PR #2039, opened 2022-03-14
Do not merge global .ocamlformat config file with project configuration

### LINKED ISSUE #1459: Feature request: don't merge global config files with project ones
I recently added a global `.ocamlformat` config file (inside `$XDG_CONFIG_HOME`) and set ` '(ocamlformat-enable 'enable-outside-detected-project)`, intending to use those styles for files / scripts that don't live inside repositories. I was surprised to find this caused my _projects_ to be reformatted with the global styles, even though those have their own `.ocamlformat` files. Looking at the documentation in the README, this behaviour is expected:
────────
### EXERCISE OBJECTIVE
Would you restate the whole listing word for word?

### WRITTEN SOLUTION
PR #2039, opened 2022-03-14
Do not merge global .ocamlformat config file with project configuration

### LINKED ISSUE #1459: Feature request: don't merge global config files with project ones
I recently added a global `.ocamlformat` config file (inside `$XDG_CONFIG_HOME`) and set ` '(ocamlformat-enable 'enable-outside-detected-project)`, intending to use those styles for files / scripts that don't live inside repositories. I was surprised to find this caused my _projects_ to be reformatted with the global styles, even though those have their own `.ocamlformat` files. Looking at the documentation in the README, this behaviour is expected:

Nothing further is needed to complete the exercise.